§ **What to do**: Identify each line below containing the string "mpiexec" and copy it.

***

PR #4663, opened 2025-10-20
Extruded Periodic MeshHierarchy

pbrubeck:
# Description

`ExtrudedMeshHierarchy` now forwards its `periodic` option to every extruded mesh in the hierarchy. The multigrid node-map builders also support periodic extrusion, including finite-element offset quotients at the seam.

For periodic extrusion, the previous Cython implementation used unwrapped layer offsets. At the top layer this generated out-of-range fine-node indices. The fix applies the same periodic layer transformation that PyOP2 uses, in both coarse-to-fine and fine-to-coarse node maps. The map inputs and outputs now use C-contiguous typed Cython memoryviews, while `np.asarray` returns the existing buffers without copying.

The periodic multigrid regression now uses a smooth periodic exact solution and derives the forcing from it. The previous `sin(pi*z)` exact solution had a derivative jump across the periodic seam, so a direct LU solve could not satisfy the test threshold.

Contributions assisted by Codex (GPT-5).

# Testing

* `python setup.py build_ext --inplace`
* `mpiexec -n 1 python -m pytest -m 'parallel[match]' tests/firedrake/multigrid/test_poisson_gmg_extruded.py -q` — 4 passed, 4 deselected
* `mpiexec --oversubscribe -n 3 python -m pytest -m 'parallel[match]' tests/firedrake/multigrid/test_poisson_gmg_extruded.py -q` — 4 passed, 4 deselected per rank
* `make srclint FLAKE8_FORMAT=--jobs=1`

### DIFF
--- a/firedrake/mg/mesh.py
+++ b/firedrake/mg/mesh.py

***

§ **The answer**:
* `mpiexec -n 1 python -m pytest -m 'parallel[match]' tests/firedrake/multigrid/test_poisson_gmg_extruded.py -q` — 4 passed, 4 deselected
* `mpiexec --oversubscribe -n 3 python -m pytest -m 'parallel[match]' tests/firedrake/multigrid/test_poisson_gmg_extruded.py -q` — 4 passed, 4 deselected per rank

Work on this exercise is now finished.